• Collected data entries

PR #2751, opened 2022-05-10
add python solution for snow boots, silver (811)

jjliewie:

- [x] I have tested my code.

### DIFF
--- a/solutions/usaco-811.mdx
+++ b/solutions/usaco-811.mdx
@@ -261,7 +261,7 @@ for i in range(n):
 for i in range(b):
 	if stor[-1][i]:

• What the task requires
Copy from the entries only those lines that hold the word "usaco".

• Written solution
--- a/solutions/usaco-811.mdx
+++ b/solutions/usaco-811.mdx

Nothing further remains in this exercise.